PR #924, opened 2021-11-30
Add context menu commands and autocomplete

thesadru:
```
pip install git+https://github.com/thesadru/hikari@feature/interactions
```

### Summary

- Add user commands and message commands
- Allow for application command autocomplete

Please merge without keeping every single commit, I spammed them a lot ^^.

### Checklist

- [x] I have run `nox` and all the pipelines have passed.
- [x] I have made unittests according to the code I have added/modified/deleted.
- [x] Break backwards compatibility.

### Related issues
closes #879
closes #794

PR #976, opened 2022-01-23
make `is_required` optional

Lunarmagpie:
### Checklist

### DIFF
--- a/hikari/commands.py
+++ b/hikari/commands.py
@@ -124,8 +124,10 @@ class CommandOption:
         This will be inclusively between 1-100 characters in length.
     """
 
-    is_required: bool = attr.field(repr=False)
-    """Whether this command """
+    is_required: typing.Optional[bool] = attr.field(repr=False)
+    """Whether this command is required. This will be `builtins.None` if the option type
+    is `SUB_COMMAND` or `SUB_COMMAND_GROUP`.
+    """
 
     choices: typing.Optional[typing.Sequence[CommandChoice]] = attr.field(default=None, repr=False)
     """A sequence of up to (and including) 25 choices for this command.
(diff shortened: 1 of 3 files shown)


hikari/commands.py
```diff
@@ -124,8 +124,10 @@ class CommandOption:
         This will be inclusively between 1-100 characters in length.
     """
 
-    is_required: bool = attr.field(repr=False)
-    """Whether this command """
+    is_required: typing.Optional[bool] = attr.field(repr=False)
+    """Whether this command is required. This will be `builtins.None` if the option type
+    is `SUB_COMMAND` or `SUB_COMMAND_GROUP`.
+    """
```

________________________

- Task requirements: Write the entries out again in full, exactly as they appear above.

- Solved exercise:
PR #924, opened 2021-11-30
Add context menu commands and autocomplete

thesadru:
```
pip install git+https://github.com/thesadru/hikari@feature/interactions
```

### Summary

- Add user commands and message commands
- Allow for application command autocomplete

Please merge without keeping every single commit, I spammed them a lot ^^.

### Checklist

- [x] I have run `nox` and all the pipelines have passed.
- [x] I have made unittests according to the code I have added/modified/deleted.
- [x] Break backwards compatibility.

### Related issues
closes #879
closes #794

PR #976, opened 2022-01-23
make `is_required` optional

Lunarmagpie:
### Checklist

### DIFF
--- a/hikari/commands.py
+++ b/hikari/commands.py
@@ -124,8 +124,10 @@ class CommandOption:
         This will be inclusively between 1-100 characters in length.
     """
 
-    is_required: bool = attr.field(repr=False)
-    """Whether this command """
+    is_required: typing.Optional[bool] = attr.field(repr=False)
+    """Whether this command is required. This will be `builtins.None` if the option type
+    is `SUB_COMMAND` or `SUB_COMMAND_GROUP`.
+    """
 
     choices: typing.Optional[typing.Sequence[CommandChoice]] = attr.field(default=None, repr=False)
     """A sequence of up to (and including) 25 choices for this command.
(diff shortened: 1 of 3 files shown)


hikari/commands.py
```diff
@@ -124,8 +124,10 @@ class CommandOption:
         This will be inclusively between 1-100 characters in length.
     """
 
-    is_required: bool = attr.field(repr=False)
-    """Whether this command """
+    is_required: typing.Optional[bool] = attr.field(repr=False)
+    """Whether this command is required. This will be `builtins.None` if the option type
+    is `SUB_COMMAND` or `SUB_COMMAND_GROUP`.
+    """
```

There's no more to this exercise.